- Born: Nandita Pattnaik 29 August 1957 (age 68) Bhubaneswar, Orissa, India
- Occupation: Odissi dancer and teacher
- Period: 20th century, 21st century

Website
- odissidancecircle.com

= Nandita Behera =

Indian dancer

Nandita Behera (née Pattnaik) is an Odissi dance instructor and founder of Odissi Dance Circle in Cerritos, California. A student of Guru Kelucharan Mohapatra and Guru Gangadhar Pradhan, Nandita Behera has been teaching Odissi in California for the past twenty years. She was awarded Sringaramanai by Sur Singar Samsad Bombay and is also a recipient of the National Scholarship for Dance in India.

== Early life ==
Behera was born in Bhubaneswar, Odisha. She learnt basics from guru Kelucharan Mohapatra and guru Gangadhar Pradhan. Later, she settled in California and started a dance school where she trained many in Odissi dance form.

== Career ==
In December 2020, one of her students Prasanna Karthik, presented some verses from one of the greatest Tamil poets, Subramania Bharathi, in dance form. Behera has choreographed for her student, who presented them in the form of a video.
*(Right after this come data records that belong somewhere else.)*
PR #3153, opened 2019-06-26
Talk Page Topics become hidden after rotation

nambatee:
https://phabricator.wikimedia.org/T226658
https://github.com/wikimedia/wikipedia-ios/pull/3150#issuecomment-505971636

Reproducible on iPhone X with 11 topics ^ - for some reason, the nav bar's frame doesn't get recalculated the same way it does in other cases (portrait vs landscape) - instead of getting the right frame somewhere before `updateScrollViewInsets` is called in `ViewController`, it gets it after all the calls `updateScrollViewInsets` are done

also, updated trailing & leading constraints for `TalkPageHeaderView` to relate to safe area instead of superview so that the header is not covered by the notch - I set `20` as the constant, feel free to update


Wikipedia/Code/TalkPageTopicListViewController.swift
```diff
@@ -68,9 +68,13 @@ class TalkPageTopicListViewController: ColumnarCollectionViewController {
         completedActivityType = nil
     }
     
-    override func traitCollectionDidChange(_ previousTraitCollection: UITraitCollection?) {
-        super.traitCollectionDidChange(previousTraitCollection)
-        cellLayoutEstimate = nil
```
joewalsh: was it intentional to remove `cellLayoutEstimate = nil`?

nambatee: no, thanks for catching!

PR #3154, opened 2019-06-26
talk page - fix iPad popover crashes

tonisevener:
https://phabricator.wikimedia.org/T226653
https://phabricator.wikimedia.org/T226654


Wikipedia/Code/UITextView+Extensions.swift
```diff
@@ -0,0 +1,16 @@
...
+extension UITextView {
+    func frame(of textRange: NSRange) -> CGRect? {
+        selectedRange = textRange
+        
+        var rect: CGRect?
+        if let uiTextRange = selectedTextRange {
+            rect = firstRect(for: uiTextRange)
+        }
+        
+        selectedRange = NSRange(location: 0, length: 0)
```
joewalsh: Would it make sense to store the previously selected range in case this is used in a case where selection is available?

tonisevener: @joewalsh agreed, done!

PR #3155, opened 2019-06-26
Fix continue reading layout, ensure URLs are unique

joewalsh:
The content group URL for continue reading was the same no matter which article was displayed. Since this URL is used as the layout cache key, it would cause layout issues when the continue reading article changed.

https://phabricator.wikimedia.org/T219046

### DIFF
--- a/Wikipedia/Code/WMFContinueReadingContentSource.m
+++ b/Wikipedia/Code/WMFContinueReadingContentSource.m
@@ -34,7 +34,7 @@ static NSTimeInterval const WMFTimeBeforeDisplayingLastReadArticle = 60 * 60 * 2
 }
 
 - (void)loadNewContentInManagedObjectContext:(NSManagedObjectContext *)moc force:(BOOL)force completion:(nullable dispatch_block_t)completion {
-    NSURL *lastRead = [self.userDataStore.historyList mostRecentEntryInManagedObjectContext:moc].URL;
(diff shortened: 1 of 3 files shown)


Wikipedia/Code/WMFContinueReadingContentSource.m
```diff
@@ -34,7 +34,7 @@ - (void)stopUpdating {
 }
 
 - (void)loadNewContentInManagedObjectContext:(NSManagedObjectContext *)moc force:(BOOL)force completion:(nullable dispatch_block_t)completion {
-    NSURL *lastRead = [moc wmf_openArticleURL] ?: [self.userDataStore.historyList mostRecentEntryInManagedObjectContext:moc].URL;
+    NSURL *lastRead = [self.userDataStore.historyList mostRecentEntryInManagedObjectContext:moc].URL;
```
nambatee: should we get rid of `wmf_openArticleURL` completely and use `mostRecentEntryInManagedObjectContext` in other places? 🤔 https://github.com/wikimedia/wikipedia-ios/blob/27cd80b3aacdc36cbc3d541006337f318a4185d1/Wikipedia/Code/WMFAppViewController.m#L1505

joewalsh: I think there's still a useful differentiation between `wmf_openArticleURL` and `mostRecentEntryInManagedObjectContext` - the former is an article that's open and being actively read, the latter is just the most recently read article, regardless of whether or not it's open. Either way, I think I should revert the removal of `wmf_openArticleURL` here and we can discuss that separately

PR #3156, opened 2019-06-27
Talk page - fix inset bug when returning from state restoration

tonisevener:
https://phabricator.wikimedia.org/T226732

For some reason the navigation bar maxY doesn't include the safe area height when returning from state restoration. Not sure why but low risk fix is to relayout the navigation bar & recalculate the scroll view insets on appearance when coming from state restoration.

Before:
before

After:
after


joewalsh:
This might be a more widespread problem. It seems like anytime the app triggers an update of scroll view insets the navigation bar should get a `layoutIfNeeded` call to ensure the heights are accurate. I tried that approach in the [layoutIfNeeded branch](https://github.com/wikimedia/wikipedia-ios/compare/layoutIfNeeded?expand=1) and it seems to fix this issue for me, let me know if you you see the same

tonisevener:
> This might be a more widespread problem. It seems like anytime the app triggers an update of scroll view insets the navigation bar should get a `layoutIfNeeded` call to ensure the heights are accurate. I tried that approach in the [layoutIfNeeded branch](https://github.com/wikimedia/wikipedia-ios/compare/layoutIfNeeded?expand=1) and it seems to fix this issue for me, let me know if you you see the same

Still seeing the bug on that branch :/ I also added a setNeedsLayout on the preceding line but that didn't work either.

PR #3161, opened 2019-06-28
Fetcher - pass along correct error object from result + tests

tonisevener:
- Fixes saved article sync loop when article is deleted on server

https://phabricator.wikimedia.org/T225822


WikipediaUnitTests/Code/ArticleFetcherTests.m
```diff
@@ -39,6 +39,51 @@ - (void)tearDown {
     return [[NSProcessInfo processInfo] wmf_isTravis] ? @[] : [super testInvocations];
 }
 
+- (void)testMissingTitleReturnsExpectedError {
```
joewalsh: 🎉

PR #3163, opened 2019-06-28
Handle redirects from summary responses

joewalsh:
- Update a `WMFArticle`'s key if it differs from what is returned by `/page/summary` in the case that the article was redirected
- Merge duplicate `WMFArticle`s if an article exists already for the redirected key
- Gracefully handle the duplicate article state in `SavedArticlesFetcher` to prevent infinite download loops (even though it now shouldn't get into this state, probably worth having the precaution)
- For redirected titles, remove the old title and add the new title to the remote reading list

https://phabricator.wikimedia.org/T227020


joewalsh:
One outstanding issue is that this change causes duplicate ‘WMFArticle’ objects with the same key - need a way to merge articles in this case or not create the duplicates in the first place

joewalsh:
This is ready for review into 6.3.1

WMF Framework/ReadingListsSyncOperation.swift
```diff
@@ -819,10 +814,25 @@ internal class ReadingListsSyncOperation: ReadingListsOperation {
                     return
                 }
                 
-                guard let entry = NSEntityDescription.insertNewObject(forEntityName: "ReadingListEntry", into: moc) as? ReadingListEntry else {
+                var entry = ReadingListEntry(context: moc)
```
nambatee: If this is created and the guard below returns, could this end up being saved as an empty (= all attributes would be nil) object? 🤔

joewalsh: good catch, fixed

WMF Framework/SummaryExtensions.swift
```diff
@@ -1,4 +1,58 @@
 extension WMFArticle {
+    func merge(_ article: WMFArticle) {
+        guard article.objectID != objectID else {
+            return
+        }
+        // merge important keys not set by the summary
+        let keysToMerge = ["savedDate", "placesSortOrder", "pageViews"]
+        // ensure these values still exist with an assertion. is there a way to use these directly?
+        assert([\WMFArticle.savedDate, \WMFArticle.placesSortOrder, \WMFArticle.pageViews].count == keysToMerge.count)
```
nambatee: looks like `let keysToMerge = [#keyPath(WMFArticle.savedDate), #keyPath(WMFArticle.placesSortOrder), #keyPath(WMFArticle.pageViews)]` might work, compiler flags members that don't exist

PR #3170, opened 2019-07-08
Universal link support for User:Talk

nambatee:
https://phabricator.wikimedia.org/T227117


WMF Framework/PageInfoFetcher.swift
```diff
@@ -0,0 +1,43 @@
+@objc(WMFPageInfoFetcher)
+public final class PageInfoFetcher: Fetcher {
```
joewalsh: Is there a reason the namespace returned by `/page/summary` via the `ArticleSummaryController` or `ArticleSummaryFetcher` couldn't be used?

Wikipedia/Code/NSUserActivity+WMFExtensions.m
```diff
@@ -241,7 +241,22 @@ - (WMFUserActivityType)wmf_type {
...
+                WMFTaskGroup *group = [WMFTaskGroup new];
+                [group enter];
+                [SessionSingleton.sharedInstance.dataStore.pageInfoFetcher fetchNamespaceValueForArticleWith:[self wmf_articleURL]
+                                                                                                  completion:^(NSNumber *_Nullable ns) {
+                                                                                                      if (ns.integerValue == PageNamespaceUserTalk) {
+                                                                                                          type = WMFUserActivityTypeUserTalk;
+                                                                                                      }
+                                                                                                      [group leave];
+                                                                                                  }];
+                [group wait];
```
joewalsh: This `wait` will block the main thread for a network request when this method is called in  `canProcessUserActivity`. This can result in the [app being terminated if the network call takes too long](https://developer.apple.com/library/archive/qa/qa1693/_index.html). One alternative option would be to have AppVC make this call asynchronously while keeping the splash screen up or showing some other progress indicator. Another option would be to push the ArticleVC with this URL and have it display the talk page as a child view controller when the summary response comes back with namespace == 3 (similar to how external URLs are handled in `- (void)showExternalURL:(NSURL *)externalURL {`)

WMF Framework/PageInfoFetcher.swift
nambatee: It's a heavier call that fetches more data that's needed for this case

Wikipedia/Code/NSUserActivity+WMFExtensions.m
nambatee: If AppVC is making an asynchronous call, wouldn't `- (BOOL)application:(UIApplication *)application continueUserActivity:(NSUserActivity *)userActivity restorationHandler:(void (^)(NSArray<id<UIUserActivityRestoring>> *__nullable restorableObjects))restorationHandler` still have to hang on the main thread to know what to return?

joewalsh: It can return true there like it did before based on `wmf_isWikiResource` then figure out whether it's a talk page asynchronously

WMF Framework/PageInfoFetcher.swift
joewalsh: It's likely the summary will be requested later anyway, requesting it here and having it cached by the networking layer for that later call is likely lighter weight overall. Also, `/page/summary` is cached server-side as well, I don't think the action API is

Quick unscientific benchmark shows that the two requests take about the same amount of time:
```
/Users/wmf/source/wikipedia-ios % for i in {1..10}; curl -s -w "%{time_total}\n" -o /dev/null -H "Accept: application/json; charset=utf-8; profile=\"https://www.mediawiki.org/wiki/Specs/Summary/1.1.2\"" -H "Accept-Encoding: gzip" https://en.wikipedia.org/api/rest_v1/page/summary/Barack_Obama
0.147791
0.136603
0.158135
0.156236
0.145728
0.156962
0.156832
0.158531
0.145259
0.196570
/Users/wmf/source/wikipedia-ios % for i in {1..10}; curl -s -w "%{time_total}\n" -o /dev/null -H "Accept: application/json; charset=utf-8;" -H "Accept-Encoding: gzip" "https://en.wikipedia.org/w/api.php?action=query&format=json&titles=Barack_Obama"
0.198058
0.186314
0.187906
0.192104
0.189743
0.184776
0.176015
0.196304
0.185752
0.187870
```

PR #3176, opened 2019-07-10
Show empty view when there's no Featured article (widget)

nambatee:
https://phabricator.wikimedia.org/T227137#5317900


FeaturedArticleWidget/FeaturedArticleWidget.swift
```diff
@@ -2,13 +2,35 @@ import UIKit
...
 import WMF
 
+private final class EmptyView: SetupView {
+    private let label = UILabel()
+
+    var theme: Theme = .widget
+
+    override func setup() {
+        super.setup()
+        label.text = WMFLocalizedString("featured-article-empty-title", value: "No Featured article available today", comment: "Title that displays when featured article is not available")
```
joewalsh: It looks like this isn't imported by the localization script... investigating

nambatee: thanks 🙌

Another American born Odishi dancer, Shibani Patnaik, also came under her tutelage and performed many shows in India from 2012. She also performed at the International Odissi Festival organised by Guru Kelucharan Mohapatra Odissi Research Centre in Bhubaneswar in December 2012. Many of her students have become renowned dancers. In April 1991, she performed at Long Beach.